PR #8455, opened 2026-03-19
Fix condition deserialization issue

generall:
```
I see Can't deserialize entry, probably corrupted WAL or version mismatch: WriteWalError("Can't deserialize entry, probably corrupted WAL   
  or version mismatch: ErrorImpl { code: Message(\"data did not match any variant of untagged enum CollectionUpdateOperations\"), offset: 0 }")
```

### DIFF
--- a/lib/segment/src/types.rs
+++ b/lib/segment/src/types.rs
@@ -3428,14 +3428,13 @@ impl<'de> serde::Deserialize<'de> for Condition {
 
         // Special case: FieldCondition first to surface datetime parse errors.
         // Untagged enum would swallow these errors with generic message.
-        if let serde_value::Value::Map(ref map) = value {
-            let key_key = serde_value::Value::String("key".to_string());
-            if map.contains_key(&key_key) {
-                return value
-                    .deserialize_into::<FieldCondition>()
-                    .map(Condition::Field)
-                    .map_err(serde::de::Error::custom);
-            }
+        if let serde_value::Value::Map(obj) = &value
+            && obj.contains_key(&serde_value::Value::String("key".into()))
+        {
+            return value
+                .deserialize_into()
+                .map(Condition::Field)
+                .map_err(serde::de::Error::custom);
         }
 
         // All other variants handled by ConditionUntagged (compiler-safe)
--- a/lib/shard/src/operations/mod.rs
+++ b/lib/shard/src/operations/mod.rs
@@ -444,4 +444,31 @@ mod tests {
■ ■ ■ ■
Word for word, write out the entire listing once more.

EXPECTED ANSWER -
PR #8455, opened 2026-03-19
Fix condition deserialization issue

generall:
```
I see Can't deserialize entry, probably corrupted WAL or version mismatch: WriteWalError("Can't deserialize entry, probably corrupted WAL   
  or version mismatch: ErrorImpl { code: Message(\"data did not match any variant of untagged enum CollectionUpdateOperations\"), offset: 0 }")
```

### DIFF
--- a/lib/segment/src/types.rs
+++ b/lib/segment/src/types.rs
@@ -3428,14 +3428,13 @@ impl<'de> serde::Deserialize<'de> for Condition {
 
         // Special case: FieldCondition first to surface datetime parse errors.
         // Untagged enum would swallow these errors with generic message.
-        if let serde_value::Value::Map(ref map) = value {
-            let key_key = serde_value::Value::String("key".to_string());
-            if map.contains_key(&key_key) {
-                return value
-                    .deserialize_into::<FieldCondition>()
-                    .map(Condition::Field)
-                    .map_err(serde::de::Error::custom);
-            }
+        if let serde_value::Value::Map(obj) = &value
+            && obj.contains_key(&serde_value::Value::String("key".into()))
+        {
+            return value
+                .deserialize_into()
+                .map(Condition::Field)
+                .map_err(serde::de::Error::custom);
         }
 
         // All other variants handled by ConditionUntagged (compiler-safe)
--- a/lib/shard/src/operations/mod.rs
+++ b/lib/shard/src/operations/mod.rs
@@ -444,4 +444,31 @@ mod tests {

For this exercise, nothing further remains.